#### PROBLEM TO SOLVE:
Below are some records; work out how many of their lines contain "DEMRUM" and give the number only.

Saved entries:

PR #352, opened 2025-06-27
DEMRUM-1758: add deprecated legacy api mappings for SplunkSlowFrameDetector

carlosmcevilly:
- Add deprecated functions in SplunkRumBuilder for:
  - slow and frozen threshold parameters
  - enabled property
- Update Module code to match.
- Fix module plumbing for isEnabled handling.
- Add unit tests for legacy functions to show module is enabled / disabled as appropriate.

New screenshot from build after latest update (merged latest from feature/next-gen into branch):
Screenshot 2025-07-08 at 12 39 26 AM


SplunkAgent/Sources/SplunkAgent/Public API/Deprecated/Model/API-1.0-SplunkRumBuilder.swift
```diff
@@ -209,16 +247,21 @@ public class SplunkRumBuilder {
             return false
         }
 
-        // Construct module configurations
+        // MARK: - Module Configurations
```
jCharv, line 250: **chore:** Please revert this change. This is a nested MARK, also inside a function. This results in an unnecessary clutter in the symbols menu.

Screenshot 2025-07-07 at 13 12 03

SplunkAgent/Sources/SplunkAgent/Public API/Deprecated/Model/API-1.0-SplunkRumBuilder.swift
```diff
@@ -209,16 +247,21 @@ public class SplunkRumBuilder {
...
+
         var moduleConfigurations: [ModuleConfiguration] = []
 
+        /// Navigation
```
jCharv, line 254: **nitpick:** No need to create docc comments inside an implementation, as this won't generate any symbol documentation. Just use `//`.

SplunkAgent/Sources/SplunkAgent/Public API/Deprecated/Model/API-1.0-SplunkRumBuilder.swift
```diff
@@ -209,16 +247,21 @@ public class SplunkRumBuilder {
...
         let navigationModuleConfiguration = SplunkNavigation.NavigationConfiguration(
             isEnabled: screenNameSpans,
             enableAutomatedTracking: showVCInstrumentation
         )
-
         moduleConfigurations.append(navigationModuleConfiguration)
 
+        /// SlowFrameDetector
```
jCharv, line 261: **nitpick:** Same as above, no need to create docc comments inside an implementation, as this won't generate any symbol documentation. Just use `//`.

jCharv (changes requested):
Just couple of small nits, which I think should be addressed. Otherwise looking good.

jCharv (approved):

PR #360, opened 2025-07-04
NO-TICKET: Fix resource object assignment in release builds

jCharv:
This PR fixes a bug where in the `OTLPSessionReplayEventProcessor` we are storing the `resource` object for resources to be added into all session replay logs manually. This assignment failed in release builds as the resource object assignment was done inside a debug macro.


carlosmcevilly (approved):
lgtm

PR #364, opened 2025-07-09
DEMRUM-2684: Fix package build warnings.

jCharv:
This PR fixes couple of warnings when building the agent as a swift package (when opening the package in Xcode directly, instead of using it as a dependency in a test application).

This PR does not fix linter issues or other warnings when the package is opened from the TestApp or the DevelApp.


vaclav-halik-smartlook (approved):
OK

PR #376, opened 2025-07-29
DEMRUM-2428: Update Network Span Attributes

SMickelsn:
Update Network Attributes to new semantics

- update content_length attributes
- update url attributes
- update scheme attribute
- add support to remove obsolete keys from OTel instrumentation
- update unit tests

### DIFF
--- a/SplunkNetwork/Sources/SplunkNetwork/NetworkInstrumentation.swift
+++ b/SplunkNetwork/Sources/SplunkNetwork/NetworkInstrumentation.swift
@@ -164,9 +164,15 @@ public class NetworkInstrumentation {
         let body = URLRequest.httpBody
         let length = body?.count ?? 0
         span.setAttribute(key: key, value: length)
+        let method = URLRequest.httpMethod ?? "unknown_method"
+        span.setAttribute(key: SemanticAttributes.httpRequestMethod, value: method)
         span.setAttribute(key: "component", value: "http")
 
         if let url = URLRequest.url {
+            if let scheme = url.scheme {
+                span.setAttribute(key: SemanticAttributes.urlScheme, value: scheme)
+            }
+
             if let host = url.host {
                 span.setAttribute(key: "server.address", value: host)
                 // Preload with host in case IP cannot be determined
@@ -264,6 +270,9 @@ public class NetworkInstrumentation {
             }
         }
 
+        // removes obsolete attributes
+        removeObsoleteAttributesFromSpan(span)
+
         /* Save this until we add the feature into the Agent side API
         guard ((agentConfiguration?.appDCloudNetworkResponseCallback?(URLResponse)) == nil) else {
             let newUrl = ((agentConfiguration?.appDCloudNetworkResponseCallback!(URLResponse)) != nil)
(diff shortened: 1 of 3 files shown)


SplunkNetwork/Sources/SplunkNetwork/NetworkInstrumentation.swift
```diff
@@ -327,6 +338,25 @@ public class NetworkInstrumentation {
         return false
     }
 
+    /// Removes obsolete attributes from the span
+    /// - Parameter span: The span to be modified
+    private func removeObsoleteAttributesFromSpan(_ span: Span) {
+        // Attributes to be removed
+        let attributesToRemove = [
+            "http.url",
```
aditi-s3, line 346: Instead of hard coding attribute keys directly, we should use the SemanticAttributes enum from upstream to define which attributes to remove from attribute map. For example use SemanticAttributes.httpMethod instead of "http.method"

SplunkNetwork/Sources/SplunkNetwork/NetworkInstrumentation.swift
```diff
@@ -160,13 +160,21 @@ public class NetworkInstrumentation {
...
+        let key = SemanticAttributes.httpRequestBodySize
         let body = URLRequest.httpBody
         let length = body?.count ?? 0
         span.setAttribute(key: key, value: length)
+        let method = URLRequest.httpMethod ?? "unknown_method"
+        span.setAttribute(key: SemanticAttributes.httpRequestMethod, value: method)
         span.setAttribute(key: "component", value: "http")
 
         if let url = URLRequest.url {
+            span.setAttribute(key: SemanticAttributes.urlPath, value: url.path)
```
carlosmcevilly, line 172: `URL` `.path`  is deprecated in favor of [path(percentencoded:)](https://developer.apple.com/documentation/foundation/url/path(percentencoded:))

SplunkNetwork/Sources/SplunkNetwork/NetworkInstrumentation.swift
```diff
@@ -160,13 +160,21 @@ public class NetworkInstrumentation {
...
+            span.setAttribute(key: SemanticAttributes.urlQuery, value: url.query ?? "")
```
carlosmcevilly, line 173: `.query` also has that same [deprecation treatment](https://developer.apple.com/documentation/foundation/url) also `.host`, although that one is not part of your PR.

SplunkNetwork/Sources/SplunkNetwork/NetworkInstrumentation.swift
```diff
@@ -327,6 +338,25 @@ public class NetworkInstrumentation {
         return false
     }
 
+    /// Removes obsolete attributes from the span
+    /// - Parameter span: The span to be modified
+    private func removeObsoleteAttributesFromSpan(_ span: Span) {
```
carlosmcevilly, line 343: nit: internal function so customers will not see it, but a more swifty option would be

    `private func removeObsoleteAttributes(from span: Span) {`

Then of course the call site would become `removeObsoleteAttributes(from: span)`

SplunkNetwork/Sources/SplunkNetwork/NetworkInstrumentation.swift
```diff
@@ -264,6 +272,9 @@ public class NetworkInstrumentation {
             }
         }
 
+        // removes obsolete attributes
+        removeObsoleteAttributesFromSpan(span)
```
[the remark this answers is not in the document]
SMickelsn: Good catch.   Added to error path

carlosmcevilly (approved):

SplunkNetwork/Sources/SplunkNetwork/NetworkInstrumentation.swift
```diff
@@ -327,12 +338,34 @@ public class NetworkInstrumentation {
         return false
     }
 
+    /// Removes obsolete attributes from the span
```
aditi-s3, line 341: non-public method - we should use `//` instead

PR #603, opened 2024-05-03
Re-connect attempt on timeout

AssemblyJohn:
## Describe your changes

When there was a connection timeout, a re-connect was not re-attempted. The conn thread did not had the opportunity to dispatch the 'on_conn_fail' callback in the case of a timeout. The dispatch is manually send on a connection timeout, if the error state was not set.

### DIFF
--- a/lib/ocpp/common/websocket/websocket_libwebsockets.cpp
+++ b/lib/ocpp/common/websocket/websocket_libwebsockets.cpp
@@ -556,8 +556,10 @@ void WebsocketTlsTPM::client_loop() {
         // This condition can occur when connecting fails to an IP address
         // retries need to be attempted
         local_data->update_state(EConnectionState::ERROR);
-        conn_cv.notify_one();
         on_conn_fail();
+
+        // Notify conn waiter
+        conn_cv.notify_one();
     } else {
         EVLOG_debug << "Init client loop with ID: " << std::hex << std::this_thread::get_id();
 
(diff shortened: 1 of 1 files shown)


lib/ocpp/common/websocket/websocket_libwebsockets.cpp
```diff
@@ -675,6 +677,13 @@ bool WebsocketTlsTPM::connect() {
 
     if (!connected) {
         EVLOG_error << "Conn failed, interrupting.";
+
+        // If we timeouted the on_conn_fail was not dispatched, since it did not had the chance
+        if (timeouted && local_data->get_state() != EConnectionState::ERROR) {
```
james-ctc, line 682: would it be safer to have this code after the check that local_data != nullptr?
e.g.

#### WRITTEN RESPONSE:
3